Stored items:
[Start of Attachment]

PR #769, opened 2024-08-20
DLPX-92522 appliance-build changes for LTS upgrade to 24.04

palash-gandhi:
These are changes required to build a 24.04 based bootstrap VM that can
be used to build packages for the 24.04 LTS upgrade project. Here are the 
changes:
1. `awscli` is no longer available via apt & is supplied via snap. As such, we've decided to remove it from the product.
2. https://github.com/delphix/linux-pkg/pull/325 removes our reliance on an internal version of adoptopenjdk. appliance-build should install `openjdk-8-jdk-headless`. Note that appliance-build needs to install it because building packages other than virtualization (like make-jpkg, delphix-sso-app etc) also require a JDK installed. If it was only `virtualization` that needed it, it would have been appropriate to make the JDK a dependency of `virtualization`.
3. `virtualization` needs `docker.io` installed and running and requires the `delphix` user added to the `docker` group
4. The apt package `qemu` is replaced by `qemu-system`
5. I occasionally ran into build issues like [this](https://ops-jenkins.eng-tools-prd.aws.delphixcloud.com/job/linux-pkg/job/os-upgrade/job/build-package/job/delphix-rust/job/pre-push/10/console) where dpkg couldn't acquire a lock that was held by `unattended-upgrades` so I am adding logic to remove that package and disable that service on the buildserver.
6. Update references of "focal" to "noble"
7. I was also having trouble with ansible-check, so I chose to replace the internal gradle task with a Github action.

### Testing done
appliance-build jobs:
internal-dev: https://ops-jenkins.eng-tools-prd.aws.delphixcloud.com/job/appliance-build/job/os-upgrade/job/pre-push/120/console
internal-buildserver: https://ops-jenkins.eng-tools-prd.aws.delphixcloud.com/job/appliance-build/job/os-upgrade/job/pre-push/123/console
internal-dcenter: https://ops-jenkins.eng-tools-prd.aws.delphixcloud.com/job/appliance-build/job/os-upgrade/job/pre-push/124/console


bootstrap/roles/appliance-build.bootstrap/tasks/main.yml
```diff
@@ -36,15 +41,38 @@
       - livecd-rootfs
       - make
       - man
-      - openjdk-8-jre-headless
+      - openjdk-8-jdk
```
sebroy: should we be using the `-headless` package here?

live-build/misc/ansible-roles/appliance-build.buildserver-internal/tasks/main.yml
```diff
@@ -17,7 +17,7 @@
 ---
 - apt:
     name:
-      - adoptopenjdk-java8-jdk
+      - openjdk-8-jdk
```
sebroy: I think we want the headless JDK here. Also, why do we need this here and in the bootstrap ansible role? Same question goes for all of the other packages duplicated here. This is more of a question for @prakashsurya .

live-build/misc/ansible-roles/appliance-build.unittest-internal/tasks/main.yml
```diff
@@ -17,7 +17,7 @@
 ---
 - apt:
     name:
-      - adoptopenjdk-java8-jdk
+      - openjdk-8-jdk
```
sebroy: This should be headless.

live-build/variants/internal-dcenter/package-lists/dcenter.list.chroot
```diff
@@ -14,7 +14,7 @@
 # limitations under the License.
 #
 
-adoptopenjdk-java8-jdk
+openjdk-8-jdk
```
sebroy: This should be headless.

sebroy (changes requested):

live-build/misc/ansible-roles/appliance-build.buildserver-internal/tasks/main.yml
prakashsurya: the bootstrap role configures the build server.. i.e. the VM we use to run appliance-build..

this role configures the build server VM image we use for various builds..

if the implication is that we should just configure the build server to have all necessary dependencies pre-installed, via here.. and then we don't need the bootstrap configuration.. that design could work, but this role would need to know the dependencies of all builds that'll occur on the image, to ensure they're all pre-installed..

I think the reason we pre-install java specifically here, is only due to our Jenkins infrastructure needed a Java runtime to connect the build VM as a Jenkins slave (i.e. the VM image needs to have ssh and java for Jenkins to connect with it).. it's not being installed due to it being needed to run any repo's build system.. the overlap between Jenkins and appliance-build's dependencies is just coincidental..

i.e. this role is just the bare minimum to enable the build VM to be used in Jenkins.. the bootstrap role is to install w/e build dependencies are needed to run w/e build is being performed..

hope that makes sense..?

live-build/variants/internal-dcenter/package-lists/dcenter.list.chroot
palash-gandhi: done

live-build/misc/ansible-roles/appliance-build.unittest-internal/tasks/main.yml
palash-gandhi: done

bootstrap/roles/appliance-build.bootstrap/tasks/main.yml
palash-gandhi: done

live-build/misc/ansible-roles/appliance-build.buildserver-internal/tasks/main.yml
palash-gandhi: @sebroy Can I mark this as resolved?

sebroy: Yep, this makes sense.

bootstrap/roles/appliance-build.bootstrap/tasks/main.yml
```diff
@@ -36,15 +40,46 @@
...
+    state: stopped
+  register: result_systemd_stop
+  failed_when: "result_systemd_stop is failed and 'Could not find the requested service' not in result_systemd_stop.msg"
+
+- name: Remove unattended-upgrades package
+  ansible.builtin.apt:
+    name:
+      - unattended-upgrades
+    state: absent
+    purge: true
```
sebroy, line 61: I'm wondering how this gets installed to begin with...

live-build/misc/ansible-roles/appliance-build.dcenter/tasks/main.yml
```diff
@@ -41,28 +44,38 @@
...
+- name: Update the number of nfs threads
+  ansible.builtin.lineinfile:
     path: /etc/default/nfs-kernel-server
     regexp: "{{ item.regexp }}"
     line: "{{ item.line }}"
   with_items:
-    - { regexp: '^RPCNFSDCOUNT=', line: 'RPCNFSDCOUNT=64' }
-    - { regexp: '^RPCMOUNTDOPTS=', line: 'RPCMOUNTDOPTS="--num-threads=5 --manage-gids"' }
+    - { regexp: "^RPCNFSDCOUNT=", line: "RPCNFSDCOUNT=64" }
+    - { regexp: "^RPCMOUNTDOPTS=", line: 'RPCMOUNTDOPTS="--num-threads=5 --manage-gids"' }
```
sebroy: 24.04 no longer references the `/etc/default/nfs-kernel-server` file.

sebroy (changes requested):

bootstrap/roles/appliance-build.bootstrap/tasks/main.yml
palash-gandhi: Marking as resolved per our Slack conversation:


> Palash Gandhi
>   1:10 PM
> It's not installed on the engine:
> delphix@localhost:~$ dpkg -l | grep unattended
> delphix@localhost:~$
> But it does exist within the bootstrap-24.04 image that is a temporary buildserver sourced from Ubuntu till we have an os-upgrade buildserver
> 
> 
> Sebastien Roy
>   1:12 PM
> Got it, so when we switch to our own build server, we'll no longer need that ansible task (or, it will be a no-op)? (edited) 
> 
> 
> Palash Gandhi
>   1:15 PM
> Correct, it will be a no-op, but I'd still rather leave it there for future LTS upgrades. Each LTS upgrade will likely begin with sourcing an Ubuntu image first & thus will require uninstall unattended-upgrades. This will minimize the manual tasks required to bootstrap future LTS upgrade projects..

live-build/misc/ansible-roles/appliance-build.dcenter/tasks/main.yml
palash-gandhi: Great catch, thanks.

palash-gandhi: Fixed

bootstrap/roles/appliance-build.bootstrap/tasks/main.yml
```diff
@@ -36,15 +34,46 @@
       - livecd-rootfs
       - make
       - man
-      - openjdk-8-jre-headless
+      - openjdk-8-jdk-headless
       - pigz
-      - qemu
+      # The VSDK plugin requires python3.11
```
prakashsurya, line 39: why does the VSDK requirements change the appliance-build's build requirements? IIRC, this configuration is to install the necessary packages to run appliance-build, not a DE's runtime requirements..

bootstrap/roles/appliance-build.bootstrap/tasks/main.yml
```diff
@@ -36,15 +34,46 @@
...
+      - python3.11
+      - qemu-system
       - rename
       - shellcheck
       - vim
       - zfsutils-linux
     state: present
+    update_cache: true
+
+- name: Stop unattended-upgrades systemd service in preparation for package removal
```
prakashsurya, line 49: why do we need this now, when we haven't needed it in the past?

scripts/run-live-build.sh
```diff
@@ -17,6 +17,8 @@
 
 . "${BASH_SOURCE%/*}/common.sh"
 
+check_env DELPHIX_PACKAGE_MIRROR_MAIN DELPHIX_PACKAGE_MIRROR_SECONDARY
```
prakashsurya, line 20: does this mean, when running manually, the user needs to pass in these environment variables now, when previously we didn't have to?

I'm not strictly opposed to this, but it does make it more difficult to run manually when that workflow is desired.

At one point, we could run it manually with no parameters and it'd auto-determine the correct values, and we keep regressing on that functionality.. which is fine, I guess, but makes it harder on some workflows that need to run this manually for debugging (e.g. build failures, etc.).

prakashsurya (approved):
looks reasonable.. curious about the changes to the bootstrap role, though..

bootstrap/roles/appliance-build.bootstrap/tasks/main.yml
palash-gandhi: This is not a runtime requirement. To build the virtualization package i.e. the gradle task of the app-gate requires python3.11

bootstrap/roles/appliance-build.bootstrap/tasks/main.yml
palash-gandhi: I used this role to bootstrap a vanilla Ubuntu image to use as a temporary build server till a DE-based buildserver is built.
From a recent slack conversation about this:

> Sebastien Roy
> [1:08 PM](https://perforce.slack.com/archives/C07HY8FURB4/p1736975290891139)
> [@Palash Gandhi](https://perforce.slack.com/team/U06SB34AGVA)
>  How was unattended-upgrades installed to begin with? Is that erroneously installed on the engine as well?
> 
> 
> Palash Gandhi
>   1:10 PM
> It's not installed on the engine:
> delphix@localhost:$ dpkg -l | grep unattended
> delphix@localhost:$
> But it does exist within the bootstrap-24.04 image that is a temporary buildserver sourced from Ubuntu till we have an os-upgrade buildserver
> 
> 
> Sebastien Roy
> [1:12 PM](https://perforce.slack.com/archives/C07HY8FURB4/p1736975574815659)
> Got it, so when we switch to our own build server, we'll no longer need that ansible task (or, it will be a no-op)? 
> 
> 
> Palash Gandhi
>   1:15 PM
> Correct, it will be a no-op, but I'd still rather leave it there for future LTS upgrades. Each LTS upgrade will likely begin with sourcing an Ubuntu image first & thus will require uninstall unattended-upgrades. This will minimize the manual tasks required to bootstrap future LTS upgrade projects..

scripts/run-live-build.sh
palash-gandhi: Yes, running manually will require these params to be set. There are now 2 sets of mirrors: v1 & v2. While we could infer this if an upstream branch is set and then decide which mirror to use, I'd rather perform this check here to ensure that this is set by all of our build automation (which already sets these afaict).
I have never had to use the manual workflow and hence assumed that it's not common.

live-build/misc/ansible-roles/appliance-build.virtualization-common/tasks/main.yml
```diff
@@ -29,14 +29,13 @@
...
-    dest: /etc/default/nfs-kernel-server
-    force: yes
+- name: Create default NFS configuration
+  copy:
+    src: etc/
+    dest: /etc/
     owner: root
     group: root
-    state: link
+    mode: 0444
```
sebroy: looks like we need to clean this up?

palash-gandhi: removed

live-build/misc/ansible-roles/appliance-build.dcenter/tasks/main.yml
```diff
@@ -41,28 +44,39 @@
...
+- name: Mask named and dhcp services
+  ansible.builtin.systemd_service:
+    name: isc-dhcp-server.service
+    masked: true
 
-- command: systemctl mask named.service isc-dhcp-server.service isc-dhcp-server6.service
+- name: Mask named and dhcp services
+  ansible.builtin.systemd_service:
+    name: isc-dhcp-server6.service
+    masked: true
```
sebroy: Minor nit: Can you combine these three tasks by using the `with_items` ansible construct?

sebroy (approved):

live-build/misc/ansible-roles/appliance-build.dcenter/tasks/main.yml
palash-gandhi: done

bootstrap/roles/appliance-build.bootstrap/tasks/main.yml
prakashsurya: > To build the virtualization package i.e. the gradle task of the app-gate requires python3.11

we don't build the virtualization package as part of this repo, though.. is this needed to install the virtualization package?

[End of Attachment]
[Start of Attachment]

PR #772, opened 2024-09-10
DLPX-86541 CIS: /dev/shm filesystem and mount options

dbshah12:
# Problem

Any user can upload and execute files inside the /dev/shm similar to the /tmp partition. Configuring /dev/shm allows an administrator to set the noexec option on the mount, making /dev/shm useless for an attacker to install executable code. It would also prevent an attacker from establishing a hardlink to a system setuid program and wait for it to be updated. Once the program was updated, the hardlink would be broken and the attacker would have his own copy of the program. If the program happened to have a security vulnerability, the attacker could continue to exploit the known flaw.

[End of Attachment]

PROMPT:
Where a line of the data above includes "RPCMOUNTDOPTS", copy that line.

PROBLEM SOLUTION:
-    - { regexp: '^RPCMOUNTDOPTS=', line: 'RPCMOUNTDOPTS="--num-threads=5 --manage-gids"' }
+    - { regexp: "^RPCMOUNTDOPTS=", line: 'RPCMOUNTDOPTS="--num-threads=5 --manage-gids"' }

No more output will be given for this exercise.